Inoltre, se si pensa alla sicurezza, «essendo una terapia basata su sostanze in quantità infinitesimali o inesistenti, non vi sono rischi di effetti collaterali o pericolosi, ma sono comunque riportati eventi avversi gravi dovuti a errori di fabbricazione o contaminazione. Curare con la sola omeopatia malattie serie può inoltre esporre a problemi ulteriori, anche gravi, perché può ritardare il ricorso a medicine efficaci e curative».

Nel nostro Paese, ricorda la Fnomceo, l'omeopatia può essere praticata solo da medici chirurghi abilitati alla professione. Questa regola, però, non intende fornire un base scientifica alla pratica, ma garantire sia il diritto alla libertà di scelta terapeutica da parte del cittadino, sia un uso integrativo e limitato alla cura di disturbi poco gravi e autolimitanti, evitando il rischio di ritardare una diagnosi più seria o che il paziente stesso sia sottratto a cure di provata efficacia.

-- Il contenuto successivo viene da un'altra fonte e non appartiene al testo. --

Issue #495, opened 2012-05-30
dev branch compiles unsuccessful


zhen9ao:
When compile with `mvn -X clean install`, error occur, it says:

> [INFO]
> [INFO] ------------------------------------------------------------------------
> [INFO] Reactor Summary:
> [INFO]
> [INFO] ActionBarSherlock (Parent) ........................ SUCCESS [0.425s]
> [INFO] ActionBarSherlock ................................. SUCCESS [19.251s]
> [INFO] Sample (Parent) ................................... SUCCESS [0.120s]
> [INFO] Sample: Demos ..................................... SUCCESS [33.900s]
> [INFO] Sample: Fragments ................................. SUCCESS [31.126s]
> [INFO] Sample: Known Bugs ................................ FAILURE [23.995s]
> [INFO] Sample: RoboGuice ................................. SKIPPED
> [INFO] Sample: Styled .................................... SKIPPED
> [INFO] ------------------------------------------------------------------------
> [INFO] BUILD FAILURE
> [INFO] ------------------------------------------------------------------------
> [INFO] Total time: 1:49.443s
> [INFO] Finished at: Wed May 30 15:34:31 CST 2012
> [INFO] Final Memory: 19M/84M
> [INFO] ------------------------------------------------------------------------
> [ERROR] Failed to execute goal org.apache.maven.plugins:maven-checkstyle-plugin:
> 2.9.1:checkstyle (default) on project sample-known-bugs: An error has occurred i
> n Checkstyle report generation. Failed during checkstyle execution: There are 8
> checkstyle errors. -> [Help 1]
> org.apache.maven.lifecycle.LifecycleExecutionException: Failed to execute goal o
> rg.apache.maven.plugins:maven-checkstyle-plugin:2.9.1:checkstyle (default) on pr
> oject sample-known-bugs: An error has occurred in Checkstyle report generation.
>         at org.apache.maven.lifecycle.internal.MojoExecutor.execute(MojoExecutor
> .java:217)
>         at org.apache.maven.lifecycle.internal.MojoExecutor.execute(MojoExecutor
> .java:153)
>         at org.apache.maven.lifecycle.internal.MojoExecutor.execute(MojoExecutor
> .java:145)
>         at org.apache.maven.lifecycle.internal.LifecycleModuleBuilder.buildProje
> ct(LifecycleModuleBuilder.java:84)
>         at org.apache.maven.lifecycle.internal.LifecycleModuleBuilder.buildProje
[...]

PR #496, opened 2012-05-30
Fix issue #495

zhen9ao:
Intellij is so helpful with this kind of error, just run `Reformat Code` on the incorrect code.


JakeWharton:
Thanks!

Non è tutto. In una nota Fnomceo fa sapere che anche gli omeopati saranno coinvolti nel percorso che porterà la Federazione nazionale degli Ordini dei medici chirurghi e degli odontoiatri verso gli Stati generali del 2019: è il risultato di un incontro dell'Esecutivo e del coordinatore del Gruppo di lavoro sulle medicine non convenzionali, Dario Chiriacò, con i rappresentanti di alcune società scientifiche di omeopatia, che si è svolto a Roma nei giorni scorsi. Infatti, gli esperto hanno convenuto di avviare una revisione sia delle modalità di esercizio che, poiché parte da una diagnosi, deve comunque rimanere in capo al medico, sia della letteratura scientifica stessa. La medicina è una scienza complessa, che per esistere si basa anche sul rapporto medico-paziente. Fnomceo chiede dunque «rispetto per tutti i medici degli articoli del codice, e auspica che i toni del dibattito che si è ultimamente sviluppato, anche sui social network, intorno all'omeopatia vengano riportati nell'ambito di un confronto sereno e non degenerino in una “guerra di opinioni” che contempla, come purtroppo è già avvenuto, persino insulti e minacce».

Fnomceo «sosterrà inoltre le società scientifiche di omeopatia nel chiedere all'Istituto superiore di sanità, ente deputato alla ricerca, ai controlli, all'elaborazione di norme tecniche, di aprire un Tavolo di confronto per la revisione della letteratura scientifica e delle evidenze disponibili in materia», conclude la nota.